WHAT THE TASK REQUIRES: Whenever a line below includes the word "conditionals", copy that line.

SUPPLIED DATA:
PR #1051, opened 2022-01-21
Eliminate Hybrid Machinery

varunagrawal:
Merge all the work done in `HybridFactorGraph` elimination:

- Split HybridFactorGraph in `NonlinearHybridFactorGraph` and `GaussianHybridFactorGraph`.
- Add `HybridEliminate` method to perform elimination on `GaussianHybridFactorGraph`s.
- Refactor `discrete` to have a better API and make it easy for using in `hybrid`.
- Changed the `DCFactor` paradigm so that `keys()` has both the continuous and the discrete keys.
- CI updates for removing warnings in Windows, and updating Python install on MacOS.


dellaert:
Please merge develop into both feature/hybrid and this branch before I review.

gtsam/discrete/DecisionTree.h
```diff
@@ -41,6 +41,7 @@ namespace gtsam {
    */
   template<typename L, typename Y>
   class DecisionTree {
+
```
dellaert, line 44: remove changes from all files in discrete (I count 3 files)

gtsam/hybrid/DCFactor.h
```diff
@@ -50,11 +61,12 @@ class DCFactor : public Factor {
...
    */
   DCFactor(const KeyVector& continuousKeys, const DiscreteKeys& discreteKeys)
-      : Base(continuousKeys), discreteKeys_(discreteKeys) {}
+      : Base(AllKeys(continuousKeys, discreteKeys)),
+        discreteKeys_(discreteKeys) {}
 
   // NOTE unsure if needed?
   explicit DCFactor(const DiscreteKeys& discreteKeys)
-      : discreteKeys_(discreteKeys) {}
+      : DCFactor({}, discreteKeys) {}
```
dellaert, line 69: Let's remove

gtsam/hybrid/DCFactor.h
```diff
@@ -99,10 +111,24 @@ class DCFactor : public Factor {
    * @param discreteVals - Likewise, assignment to the discrete variables in
    * `discreteKeys__`.
    */
-  virtual boost::shared_ptr<GaussianFactor> linearize(
+  virtual GaussianFactor::shared_ptr linearize(
```
dellaert, line 114: revert and forward declare GaussianFactor, so we don't have to include GaussianFactor.h and co here.

gtsam/hybrid/DCFactor.h
```diff
@@ -99,10 +111,24 @@ class DCFactor : public Factor {
...
       const Values& continuousVals,
       const DiscreteValues& discreteVals) const = 0;
 
+  /**
+   * @brief Linearize all the continuous factors only with respect to the
+   * continuous variables (as given in `keys_`).
+   *
+   * This `linearize` is different from the `linearize(continuous, discrete)` in
+   * that it assumes no assignment of discrete keys and linearizes all
```
dellaert, line 123: Comment on the return type. In fact, should it also be a GaussianMixture?

gtsam/hybrid/DCMixtureFactor.h
```diff
@@ -33,55 +33,92 @@ namespace gtsam {
...
+                  const std::vector<sharedFactor>& factors,
+                  bool normalized = false)
+      : DCMixtureFactor(keys, discreteKeys,
+                        Factors(discreteKeys, factors)) {}
 
-  DCMixtureFactor& operator=(const DCMixtureFactor& rhs) {
-    Base::operator=(rhs);
-    this->dk_ = rhs.dk_;
-    this->factors_ = rhs.factors_;
+  /**
```
dellaert, line 86: Let's just kill. Caller should create shared pointers without copying

gtsam/hybrid/DCMixtureFactor.h
```diff
@@ -33,55 +33,92 @@ namespace gtsam {
...
+      auto f_ptr = boost::make_shared<NonlinearFactorType>(factor);
+      factor_pointers.push_back(f_ptr);
+    }
+    // Generate decision tree based on discreteKey to factor mapping.
+    factors_ = Factors(discreteKeys, factor_pointers);
   }
 
   ~DCMixtureFactor() = default;
 
   double error(const Values& continuousVals,
```
dellaert, line 105: doxygen

gtsam/hybrid/GaussianMixture.h
```diff
@@ -0,0 +1,116 @@
...
+   * @param discreteKeys - the keys for *discrete* variables
+   * @param conditionals A decision tree of GaussianConditional instances.
+   * TODO(Frank): (possibly wrongly) assumes nrFrontals is one
+   * TODO(Frank): should pass frontal keys, cont. parent keys, discrete parent
+   * keys, cannot be a conditional on a discrete key.
+   * TODO: desired API =
+   * GaussianConditionalMixture(const Conditionals& conditionals, 
+   *                            const DiscreteKeys& discreteParentKeys)
+   */
+  GaussianMixture(size_t nrFrontals,
```
dellaert, line 67: move definition to cpp? Too ugly here

gtsam/hybrid/GaussianMixture.h
```diff
@@ -0,0 +1,116 @@
...
+                          % nrFrontals % p->nrFrontals()).str());
+                return boost::dynamic_pointer_cast<GaussianFactor>(p);
+              })),
+        BaseConditional(nrFrontals) {}
+
+  /// @}
+  /// @name Standard API
+  /// @{
+
+  GaussianConditional::shared_ptr operator()(
```
dellaert, line 89: same -> cpp

gtsam/slam/BetweenFactor.h
```diff
@@ -80,10 +80,11 @@ namespace gtsam {
     /// @{
 
     /// print with optional string
-    void print(const std::string& s, const KeyFormatter& keyFormatter = DefaultKeyFormatter) const override {
-      std::cout << s << "BetweenFactor("
-          << keyFormatter(this->key1()) << ","
-          << keyFormatter(this->key2()) << ")\n";
+    void print(
```
dellaert, line 83: Remove from this PR. Core method of core factor should not be slipped in.

python/gtsam/tests/test_BetweenFactor.py
```diff
@@ -0,0 +1,33 @@
+"""
```
dellaert, line 1: I don't see change to a .i file. ?

dellaert (commented):
One more round and we can merge. Not yet approving as I feel strongly about some things

python/gtsam/tests/test_BetweenFactor.py
varunagrawal: That change is already in develop for some reason.

gtsam/hybrid/DCFactor.h
varunagrawal: DCFactor is the right type since it is the polymorphic base type.

gtsam/hybrid/DCFactor.h
varunagrawal: I don't quite understand this. GaussianFactor.h is not included here, so do you want to remove the #include from the DCGaussianMixtureFactor?

gtsam/hybrid/DCMixtureFactor.h
varunagrawal: I also found a bug in the `vector<sharedFactor>` version of the constructor. `normalized_` was not being set!

gtsam/hybrid/DCFactor.h
dellaert: If it is not included, it should not compile. If it is included, it should be removed from this file.

gtsam/hybrid/DCFactor.h
dellaert: I don't understand this, can it be anything else, ever? Make the type as specific as it can be.

dellaert:
Don't worry about windows now. Will deal with windows when we try to merge feature/hybrid

varunagrawal:
I actually did a normal push but GitHub didn't reflect it (some sort of bug on their end?) so I had to force push to get it to actually reflect.

gtsam/hybrid/DCFactor.h
varunagrawal: Okay then there's nothing to do here since we include `GaussianFactorGraph.h` (which is needed) and that adds `GaussianFactor` as well. :)

gtsam/hybrid/DCFactor.h
varunagrawal: So we can use DCGaussianMixtureFactor as the return type, but we've been using DCFactor since it is the common base class for all the DC factors. If we update this to use DCGaussianMixtureFactor, then it becomes a little messy since the forward declaration doesn't exactly work and there will be circular includes if we import DCGaussianMixtureFactor in DCFactor.

dellaert: Did you actually investigate or are you shooting from the hip? I think it's a valid review comment.
Why can you not just say 
```
class DCGaussianMixtureFactor; // forward declaration
```
above?  It should return a shared pointer, so really `boost::shared_ptr<DCGaussianMixtureFactor>`  should just work.

gtsam/hybrid/DCFactor.h
dellaert: ok

dellaert (approved):
I'll approve so we can merge but that one comment is still valid I think. Code for the now, not the future. If it works now, do it.

gtsam/hybrid/DCFactor.h
varunagrawal: I actually ran it with the forward declaration and got a bunch of compiler erros, but I did a `DCGaussianMixtureFactor::shared_ptr` which is the wrong thing to do. Let me try again and resolve it with full certainty.

varunagrawal: That worked!! Yay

TASK RESPONSE:
+   * @param conditionals A decision tree of GaussianConditional instances.
+   * GaussianConditionalMixture(const Conditionals& conditionals, 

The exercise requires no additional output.